When assessing the n-grams of the dataset, the below are the most frequent word combinations, with “last year” and “right now” ranking highest. What is intriguing is the number of city references that appear in the below. these common names will need to be accounted for in any model.
Clean_all_stop <- tokens_remove(Clean_all,pattern = stopwords('en'))
Clean_all_stop2 <- tokens_tolower(Clean_all_stop)
Clean_all_stop3 <- tokens_ngrams(Clean_all_stop2, n = 2)
Clean_all_stop %>%
tokens_tolower %>%
tokens_ngrams(n = 2) %>%
dfm %>%
textstat_frequency(n = 25) %>%
ggplot(aes(x = reorder(feature, frequency), y = frequency)) +
geom_point() +
coord_flip() +
labs(x = "2-gram Words in sample", y = "Frequency of occurance")
## Uniqueness of Words:
The below is taken from the work by “Jeff B”, and intially wasnt going to be included in the report, however the process is very important: establishing the minimum size of the required dictionary for an application to run smoothly and quickly. The below shows that, including stopwords, a dictionary of as few as 150 words accounts for over 50% of all words used. Thereafter the uniqueness of words increases, with little gain on the % of total words.
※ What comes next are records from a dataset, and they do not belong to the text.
PR #1644, opened 2021-06-16
refactor(tocco-ui): fix popper menu on safari

yilkur:
Refs: TOCDEV-3792
Changelog: Fix popper menu on safari browsers

### DIFF
--- a/packages/tocco-ui/src/Menu/StyledComponents.js
+++ b/packages/tocco-ui/src/Menu/StyledComponents.js
@@ -13,6 +13,10 @@ export const StyledIconButtonWrapper = styled(Button)`
   padding-right: .9rem;
 `
 
+export const StyledPopperWrapper = styled.div`
+  position: relative;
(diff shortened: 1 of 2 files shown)


MethodenMann:
Eventough it might work like this, i'll prefer having the "Cherry-pick: Up" keywork in the message body. And please pay attention to space and uppercase letters.

packages/tocco-ui/src/Menu/StyledComponents.js
```diff
@@ -13,6 +13,10 @@ export const StyledIconButtonWrapper = styled(Button)`
   padding-right: .9rem;
 `
 
+export const StyledPopperRef = styled.div`
```
MethodenMann, line 16: Why "Ref"?  Do you apply position relative because of the react ref prop?
I would rename it

MethodenMann (approved):

PR #1653, opened 2021-06-17
refactor(admin): align nav switch button

yilkur:
Refs: TOCDEV-3749
Changelog: Align nav switch button horizontally


MethodenMann:
i like the new changes but when on top, the menu still cuts of parts of the label
image

MethodenMann (approved):

PR #1756, opened 2021-07-19
feat(entity-browser): allow entity-browser to run with specific bu

PadPalon:
Refs: TOCDEV-3885


packages/entity-browser/src/main.js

# credit: jgbond/capstone-milestone
uniqueNeeds <- function(dictLength) {
Clean_all %>%
dfm(tolower = TRUE) %>%
textstat_frequency(n = dictLength) -> num
Clean_all %>%
dfm(tolower = TRUE) %>%
textstat_frequency() -> den
data.frame(dictLength = dictLength,
totalCover = sum(num$frequency) / sum(den$frequency), # Percentage of total word count covered by top N words
uniqueCover = dictLength / length(den$feature)) # Percentage of unique words covered by top N words
}
wordCoverTable <- rbind(uniqueNeeds(10), uniqueNeeds(100),
uniqueNeeds(150), uniqueNeeds(250), uniqueNeeds(500),
uniqueNeeds(1000), uniqueNeeds(2000), uniqueNeeds(3000),
uniqueNeeds(4000))
wordCoverPlot <- ggplot(data = wordCoverTable, aes(x = dictLength, y = totalCover)) +
geom_line() +
labs(title = "Word Coverage",
x = "Top N Words",
y = "% Total Covered by Top N Words") +
theme(legend.position="bottom")
wordCoverTable
## dictLength totalCover uniqueCover
## 1 10 0.2156526 0.0001261002
## 2 100 0.4622781 0.0012610022
## 3 150 0.5070787 0.0018915034
## 4 250 0.5573705 0.0031525056
## 5 500 0.6269458 0.0063050112
## 6 1000 0.7007134 0.0126100224
## 7 2000 0.7746455 0.0252200449
## 8 3000 0.8156671 0.0378300673
## 9 4000 0.8426271 0.0504400898
In the next steps, a model will be developed to predict the most likely word chains for the above texts, using the sample extracted. thereafter this can be tested on the remaining unsampled texts avaialable.